报告中省略了实际代码的 assert()。

Exercise 1

boot_alloc() 的代码如下：

static void *boot_alloc(uint32_t n)
{
    static char *nextfree;
    char *result;

    if (!nextfree)
    {
        extern char end[];
        nextfree = ROUNDUP((char *)end, PGSIZE);
    }

    // LAB 2: Your code here.
    if (n == 0)
        return nextfree;

    result = nextfree;
    uint32_t expand_size = ROUNDUP(n, PGSIZE);
    if ((uint32_t)nextfree > (KERNBASE + PTSIZE) - expand_size)
    {
        panic("boot_alloc: out of memory\n");
        return NULL;
    }
    nextfree += expand_size;

    return result;
}

其中，第 10 行用于判断是否有足够的内存空间。

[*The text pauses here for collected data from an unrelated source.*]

Issue #324, opened 2018-02-07
[* Sequence] Support for full US phone number extraction


tellarin:

STayinloves:
Should we just support the regex `@"(\+1)?\s?\(?\d{3}\)?\s?-?\s?\d{3}\s?-?\s?\d{4}\b"` and avoid the invalid situation?

tellarin:
Numbers should match in full, and only in full. Also, no leading/trailing whitespaces.

PR #325, opened 2018-02-07
Support for full US phone number extraction

STayinloves:
Github issue: #324


Specs/Sequence/English/PhoneNumberModel.json
```diff
@@ -1,4 +1,34 @@
...
+      "TypeName": "phonenumber",
+      "Resolution": {
+        "value": "1 (877) 609-2233"
+      }
+    }
+  ]
+}
+,
+{
+  "Input": "My phone number is +1 541-754-3010.",
```
tellarin: Fail case is missing.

由于 entrypgdir.c 中的页表仅映射了 PTSIZE 字节（即 4 MB），因此，这里认为可用的空间最高只到 KERNBASE + 4 MB。

对于 mem_init()，暂且先补充两行：

// Your code goes here:
pages = (struct PageInfo *)boot_alloc(sizeof(struct PageInfo) * npages);
memset(pages, 0, sizeof(struct PageInfo) * npages);

page_init() 的代码如下：

void page_init(void)
{
    pages[0].pp_ref = 1;

    for (size_t i = 1; i < npages_basemem; i++)
    {
        pages[i].pp_ref = 0;
        pages[i].pp_link = page_free_list;
        page_free_list = &pages[i];
    }

    size_t next_free_page_index = PGNUM(PADDR(boot_alloc(0)));
    for (size_t i = npages_basemem; i < next_free_page_index; i++)
    {
        pages[i].pp_ref = 1;
        pages[i].pp_link = NULL;
    }

    for (size_t i = next_free_page_index; i < npages; i++)
    {
        pages[i].pp_ref = 0;
        pages[i].pp_link = page_free_list;
        page_free_list = &pages[i];
    }
}

在执行完 page_init() 之后，page_free_list 指向最后一个物理页的 PageInfo，似乎 page_alloc() 会最先分配这一页，然而没有任何虚拟地址被映射到它——可能映射到它的虚拟地址是 KERNBASE + 32767 * PGSIZE = 0xf7fff000 和 32767 * PGSIZE = 0x7fff000，但当前的页表仅映射了 4 MB 字节，虚拟地址最高到 0xf0400000 和 0x400000。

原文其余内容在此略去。